Wednesday, 9 November 2016

Hats off to Michael Moore, the morbidly obese commie creep who predicted Trump's victory, back in July

Yes, I know - that Michael Moore. When I read his article, "5 Reasons Why Trump Will Win", in July, I dismissed it as a ploy to scare the pants off left-wingers so they'd all go out and start campaigning like ferrets on speed in order to stop the man Moore called "This wretched, ignorant, dangerous part-time clown and full time sociopath" from becoming president. But, no - it turns out Moore's analysis of what voters would do in an election that was still three-and-a-half months off was pretty much spot on in every respect. Actually, scrub that - each and every one of the five "reasons" he gave for a likely Trump victory have (as far as one can tell) proved accurate. I urge everyone to read the article in its entirety (trigger warning: there's a YUUUUGGGE picture of Trump at the top of the page). But if you're too busy, here are Fat Bastard's five reasons:

1. Midwest Math, or Welcome to Our Rust Belt Brexit.
 I believe Trump is going to focus much of his attention on the four blue states in the rustbelt of the upper Great Lakes – Michigan, Ohio, Pennsylvania and Wisconsin. Four traditionally Democratic states – but each of them have elected a Republican governor since 2010...
Trump carried every damn one of them.
2. The Last Stand of the Angry White Man. Our male-dominated, 240-year run of the USA is coming to an end... after having had to endure eight years of a black man telling us what to do, we’re supposed to just sit back and take eight years of a woman bossing us around? After that it’ll be eight years of the gays in the White House! Then the transgenders! You can see where this is going. By then animals will have been granted human rights and a fuckin’ hamster is going to be running the country. This has to stop!
Sort of right - I imagine that's the way some white male voters felt. 13% more women voted for Hillary, but 12% more men voted for Trump - a whopping 25% gender gap. Moore is allowing his prejudices full play here - I suspect it was more that fact that Obama was an utterly useless socialist rather than him being black that would have swayed male voters, just as it was more likely the fact that Hillary is a charmless, hectoring termagant who wanted to kill off the coal mining industry and surrounded herself with Black Lives Matter racists, entertainment industry low-lifes and Muslims rather than her sex which made men wary of her. (However, I accept that all the nonsense about transsexuals being allowed to use whichever toilet they fancy won't have gone down tremendously well with most blokes.)
3. The Hillary Problem...She is hugely unpopular — nearly 70% of all voters think she is untrustworthy and dishonest. She represents the old way of politics, not really believing in anything other than what can get you elected.
4. The Depressed Sanders Vote. Stop fretting about Bernie’s supporters not voting for Clinton – we’re voting for Clinton! The polls already show that more Sanders voters will vote for Hillary this year than the number of Hillary primary voters in ’08 who then voted for Obama. This is not the problem. The fire alarm that should be going off is that while the average Bernie backer will drag him/herself to the polls that day to somewhat reluctantly vote for Hillary, it will be what’s called a “depressed vote” – meaning the voter doesn’t bring five people to vote with her. He doesn’t volunteer 10 hours in the month leading up to the election. She never talks in an excited voice when asked why she’s voting for Hillary. 
I have no idea if this is how it turned out - but the sight of a young Sanders supporter laying into Hillary before being hustled off the stage at a Clinton rally just a few days ago did give one pause for thought.

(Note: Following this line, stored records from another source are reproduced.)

Issue #2310, opened 2023-04-30
Documentation/manual in github pages?


vchernin:
I think it would be nice to add the documentation to github pages.

It turns out it is easy to export the mallard doc pages by running (install `yelp-tools` for `yelp-build`):

```
mkdir help/html
yelp-build html -o help/html help/C
```

Then the html directory contains web page files with a `index.html` and can be uploaded to github pages using an action (you don't need to maintain a seperate branch).

<details>
<summary>Generic action example</summary>
<br>

```yaml
# Simple workflow for deploying static content to GitHub Pages
name: Deploy static content to Pages

on:
  # Runs on pushes targeting the default branch
  push:
    branches: ["master"]

  # Allows you to run this workflow manually from the Actions tab
  workflow_dispatch:

# Sets permissions of the GITHUB_TOKEN to allow deployment to GitHub Pages
permissions:
  contents: read
  pages: write
  id-token: write

# Allow only one concurrent deployment, skipping runs queued between the run in-progress and latest queued.
# However, do NOT cancel in-progress runs as we want to allow these production deployments to complete.
concurrency:
  group: "pages"
  cancel-in-progress: false

jobs:
  # Single deploy job since we're just deploying
  deploy:
    environment:
      name: github-pages
      url: ${{ steps.deployment.outputs.page_url }}
    runs-on: ubuntu-latest
    steps:
      - name: Checkout
        uses: actions/checkout@v3
      - name: Setup Pages
        uses: actions/configure-pages@v3
      - name: Upload artifact
        uses: actions/upload-pages-artifact@v1
        with:
          # Upload entire repository
          path: '.'
      - name: Deploy to GitHub Pages
        id: deployment
        uses: actions/deploy-pages@v2
```

</details>

A website was discussed in #770, but this is only another place for the help pages to make them more accessible. It is easier to click a documentation link on the readme then to open the app and then click the manual button (which I feel is easy to miss if not paying attention). Also you can read it without needing to install the yelp package.

It may be smart to put the version in the help page itself (maybe in the about section?), and only run the deploy workflow on pushes to tags, so the documentation github page will always show the latest version, but not unreleased changes.

wwmm:
>Also you can read it without needing to install the yelp package.

And at least on KDE installiing yelp is pointlessas KDE does not use yelp. And as a result the documentation fails to open. I think it is a good idea to have the documentation also in a website.

PR #2313, opened 2023-05-01
Publish help pages to GitHub pages

vchernin:
Fixes https://github.com/wwmm/easyeffects/issues/2310

The pages are only published when a tag is pushed, but you can manually publish (after merging) by running the "run workflow" button here: https://github.com/wwmm/easyeffects/actions/workflows/deploy-help.yaml. Then the appstream check will be happy.

Note you will want to explicitly set GitHub Pages deployments source to GitHub Actions in repo settings, under Settings -> Pages -> Build and deployment -> Source. Before I changed this I saw in my repo it kept pointlessly trying to deploy the branch.

You will also want to change GitHub environment to allow any branch on this repo to push the help pages. In https://github.com/wwmm/easyeffects/settings/environments change the environment "github-pages" deployment branches to all branches. Otherwise when the action runs on a push to a tag it will not be allowed to publish its changes. You may need to run the workflow once manually before this setting shows up.

I also notably renamed Manual to Help which I think is more clear (and is what Gnome files/Nautilus does). 

Big picture ahead, I think some wiki pages (or at least parts of them) would be better suited in the (now more accessible) help pages. E.g. the command line page, and parts of FAQ. To me some of the information is directly relevant for usage of the app, the wiki in my mind is better suited for things more external to the app.

### DIFF
--- a/.github/workflows/CI.yaml
+++ b/.github/workflows/CI.yaml
@@ -60,7 +60,7 @@ jobs:
         jq '.modules[0]."config-opts" += ["-Dwerror=true"]' util/flatpak/com.github.wwmm.easyeffects.Devel.json > "$updated_manifest"
         mv "$updated_manifest" util/flatpak/com.github.wwmm.easyeffects.Devel.json
 
-    - uses: flatpak/flatpak-github-actions/flatpak-builder@v6
+    - uses: flatpak/flatpak-github-actions/flatpak-builder@v6.1
       with:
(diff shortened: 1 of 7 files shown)


wwmm:
>Big picture ahead, I think some wiki pages (or at least parts of them) would be better suited in the (now more accessible) help pages. E.g. the command line page, and parts of FAQ. To me some of the information is directly relevant for usage of the app, the wiki in my mind is better suited for things more external to the app.

It is a good idea. Most people will probably keeping editing the wiki because it is easier than making a pull request but some of the info the info there should be in a more visible place.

The fifth reason Moore gives is particularly interesting:
5. The Jesse Ventura Effect. Finally, do not discount the electorate’s ability to be mischievous or underestimate how any millions fancy themselves as closet anarchists once they draw the curtain and are all alone in the voting booth. It’s one of the few places left in society where there are no security cameras, no listening devices, no spouses, no kids, no boss, no cops, there’s not even a friggin’ time limit. You can take as long as you need in there and no one can make you do anything. You can push the button and vote a straight party line, or you can write in Mickey Mouse and Donald Duck. There are no rules. And because of that, and the anger that so many have toward a broken political system, millions are going to vote for Trump not because they agree with him, not because they like his bigotry or ego, but just because they can. 
That's very, very acute.

Obviously, Trump's tiny handful of media supporters have been predicting a win for months... but, then, that's what supporters do. Michael Moore isn't a Trump supporter (and that's putting it mildly), and he isn't really a Hillary supporter either (too militarily hawkish and right-wing for him), so he had no skin in this electoral game. Maybe that's why his (enormous) gut instinct proved so extraordinarily prophetic.

This is the first time I have ever praised Michael Moore. I promise it will be the last - but credit where it's due.